(About this exercise)
Whenever a line in this data holds the word "desiredGroupPhase", report that line in full.
• • •
PR #248, opened 2021-09-02
Fix podgroup controller UT issue

JaneLiuL:
Fix podgroup controller UT issue, I found the source code line 157 if err is not nil, would not deal with.
So I try to add some debug log, the result as below
```
--- FAIL: Test_Run (2.02s)
    --- FAIL: Test_Run/Group_status_convert_from_scheduling_to_succeed#01 (0.20s)
        podgroup_test.go:163: pg.Status.Phase not as expect pg6, now the pg.Status.Phase is Finished
    --- FAIL: Test_Run/Group_status_convert_from_pending_to_prescheduling (0.20s)
        podgroup_test.go:163: pg.Status.Phase not as expect pg7, now the pg.Status.Phase is  Finished
```

### DIFF
--- a/pkg/controller/podgroup_test.go
+++ b/pkg/controller/podgroup_test.go
@@ -96,7 +96,7 @@ func Test_Run(t *testing.T) {
 			podNames:          []string{"pod1", "pod2"},
 			podPhase:          v1.PodPending,
 			previousPhase:     v1alpha1.PodGroupScheduling,
-			desiredGroupPhase: v1alpha1.PodGroupFailed,
+			desiredGroupPhase: v1alpha1.PodGroupFinished,
 			podNextPhase:      v1.PodSucceeded,
 		},
 		{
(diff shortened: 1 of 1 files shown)


JaneLiuL:
/assign @Huang-Wei

@Huang-Wei could you review this PR, thanks

pkg/controller/podgroup_test.go
```diff
@@ -154,7 +163,7 @@ func Test_Run(t *testing.T) {
 				return true, nil
 			})
 			if err != nil {
-
+				t.Fatal("Unexpected error", err)
```
Huang-Wei, line 166: Thanks for the catch. A bit surprised nobody spotted this before...

`ErrorS` should suffice:

```suggestion
				t.ErrorS(err, "Unexpected phase for podGroup")
```

Let's follow the structured logging format - use t.

JaneLiuL: Hi, t have no ErrorS method, it provide Fatal or Errorf or Error, do you mean klog.ErrorS?
`t.ErrorS undefined (type *"testing".T has no field or method ErrorS)`
I still think `t.Fatal` is better :)

Huang-Wei: I misread... Apology for that.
• • •
(Response to this task)
-			desiredGroupPhase: v1alpha1.PodGroupFailed,
+			desiredGroupPhase: v1alpha1.PodGroupFinished,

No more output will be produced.